Quick post to archive my 2015 Society for American Archaeology (SAA) meeting presentation (San Francisco, CA). Slide Share is at bottom of post or download here: MattHarris_SAA2015_final
This presentation was all about the completion of the Pennsylvania Predictive model and some post-project expansion with a new testing scheme and the Extreme Gradient Boosting (XGB) classifier.
The presentation starts with a bit about the context for Archaeological Predictive Modeling (APM) and the basics of the machine learning approach. I call it Machine Learning (ML) here (because I was in San Francisco after all), but I generally think of it as Statistical Learning (SL). The slight shift in perspective is based on the focus of SL on the assumptions and statistical models, where as ML is more oriented to applied maths, comp sci., and DEEP LEARNING OF BIG DATA! Just depending on how you want to look at it.
The presentation moves to understanding the characteristics of archaeological data that make it unique and challenging. I think this is a critical area that gets so glossed over and offers so many excuses for us to not pursue model based approaches. Okay, yes, our data kind of stink most of the time. Let’s accept that, plan for it, and move along.
After my typical lecture on how the Bias/Variance trade-off should keep you up at night, I go into schematic descriptions of the learning algorithms: Logistic Regression, Multivariate Adaptive Regression Splines (MARS), Random Forest, and XGB. Then try to show how each algorithm, regardless of how “fancy”, can be conceptualized in a
“simple” way. The remainder of the presentation is a tour of prediction metrics for the four models applied to a portion of the state.
Unfortunately, this portion was only developed after the project had completed. This is partially because of the timing of the contract, but also because some of these methods were not developed until later in the project, and by that time, I needed to follow the same general methods that the project started with for consistency.

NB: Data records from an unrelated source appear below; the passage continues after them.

PR #2629, opened 2020-04-28
bugfix: fix duplicated resource id in PostgreSQL

l81893521:
In this case
```
jdbc:postgresql://127.0.0.1:5432/seata?currentSchema=public
jdbc:postgresql://127.0.0.1:5432/seata?currentSchema=seata
```

it will cause the same resource id. and the error below occur.
1.Get file lock fail.
2.Cause the wrong table meta in pg sql.

#2623

### DIFF
--- a/rm-datasource/src/main/java/io/seata/rm/datasource/DataSourceProxy.java
+++ b/rm-datasource/src/main/java/io/seata/rm/datasource/DataSourceProxy.java
@@ -141,12 +141,20 @@ public class DataSourceProxy extends AbstractDataSourceProxy implements Resource
 
     @Override
     public String getResourceId() {
+        if (DBType.POSTGRESQL.name().equalsIgnoreCase(getDbType())) {
+            return getPGResourceId();
+        } else {
+            return getDefaultResourceId();
+        }
+    }
+
+    /**
+     * get the default resource id
+     * @return resource id
+     */
+    private String getDefaultResourceId() {
         if (jdbcUrl.contains("?")) {
-            if (DBType.POSTGRESQL.name().equalsIgnoreCase(getDbType())) {
-                return getPGResourceId();
-            } else {
-                return jdbcUrl.substring(0, jdbcUrl.indexOf('?'));
-            }
+            return jdbcUrl.substring(0, jdbcUrl.indexOf('?'));
         } else {
             return jdbcUrl;
         }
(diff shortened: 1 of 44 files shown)


rm-datasource/src/main/java/io/seata/rm/datasource/DataSourceProxy.java
```diff
@@ -141,7 +141,32 @@ public String getResourceGroupId() {
...
+             * 1.get file lock fail
+             * 2.error table meta cache
+             */
+            StringBuilder paramsBuilder = new StringBuilder();
+            String paramUrl = jdbcUrl.substring(jdbcUrl.indexOf('?') + 1, jdbcUrl.length());
+            String[] urlParams = paramUrl.split("&");
+            for (String urlParam : urlParams) {
+                if (urlParam.contains("currentSchema")) {
+                    paramsBuilder.append(urlParam);
+                }
```
zjinlei, line 161: 1.currentSchema is magic number
2.break?

l81893521: ok. Already add break

rm-datasource/src/main/java/io/seata/rm/datasource/DataSourceProxy.java
```diff
@@ -141,7 +141,33 @@ public String getResourceGroupId() {
     @Override
     public String getResourceId() {
         if (jdbcUrl.contains("?")) {
-            return jdbcUrl.substring(0, jdbcUrl.indexOf('?'));
+            StringBuilder jdbcUrlBuilder = new StringBuilder();
```
zjinlei, line 144: According to dbType, non-pg remains the same

rm-datasource/src/main/java/io/seata/rm/datasource/DataSourceProxy.java
```diff
@@ -141,7 +141,33 @@ public String getResourceGroupId() {
...
+                }
+            }
+
+            if (paramsBuilder.length() > 0) {
+                jdbcUrlBuilder.append("?");
+                jdbcUrlBuilder.append(paramsBuilder);
+            }
+
+            return jdbcUrlBuilder.toString();
         } else {
```
jsbxyyx, line 171: remove else, direct return?

rm-datasource/src/main/java/io/seata/rm/datasource/DataSourceProxy.java
l81893521: fixed

rm-datasource/src/main/java/io/seata/rm/datasource/DataSourceProxy.java
l81893521: I think
```
If() {

} else {

}
```
is more readable.

rm-datasource/src/main/java/io/seata/rm/datasource/DataSourceProxy.java
```diff
@@ -141,7 +142,35 @@ public String getResourceGroupId() {
     @Override
     public String getResourceId() {
         if (jdbcUrl.contains("?")) {
-            return jdbcUrl.substring(0, jdbcUrl.indexOf('?'));
```
zjinlei, line 144: Keep the original clear, suggest:
return DBType.POSTGRESQL.name().equalsIgnoreCase(getDbType())? getPgResourceId() : jdbcUrl.substring(0,jdbcUrl.indexOf('?'));

l81893521: fixed.

zjinlei: Only separate the different parts.
if (!jdbcUrl.contains("?")) is the same

l81893521: as you say, the code would be like this 
```
if (jdbcUrl.contains("?")) {
    if (DBType.POSTGRESQL.name().equalsIgnoreCase(getDbType())) {
        getPGResourceId();
    } else {
      do something....
    }
} else {
    do something
}
```
the code is less, but the logic is more complicated.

The two big take aways from this part of the presentation are that 1) XGB “won” the model bake-off as it led to the lowest error on independent site sample across most sub-regions and sub-samples. It was the most consistent and accurate (to the positive class) learner of the four; and 2) error can be viewed in two important ways, a) percent of observations within sites that are correctly classified and b) the percent of sites that are correctly classified. Since each site is recorded as a measurement of each ~10×10-meter cell in a site, our error measurement can go either way. If I say there is a 20% error rate, does that mean the 20% of each site is misclassified or that 20% of all sites are misclassified. That is a subtle, but important distinction. The methods here calculate both aspect and then combine both measures into a (poorly named) measure called Gain or Balance. The penultimate slide gives a bunch of views of these metrics across the entire study area.
All in all, I am relatively proud of this presentation in that it is the culmination of 2 years of intensive work that addressed many issues in APM that existed for 20 years. It got over that hump and found a bunch of new issues that are a bit more contemporaneous with SL/ML/general modeling approaches. Some interesting ways to view prediction error were developed, and they were visualized in a way that (at least to me) is pretty satisfying. Let me know what you think!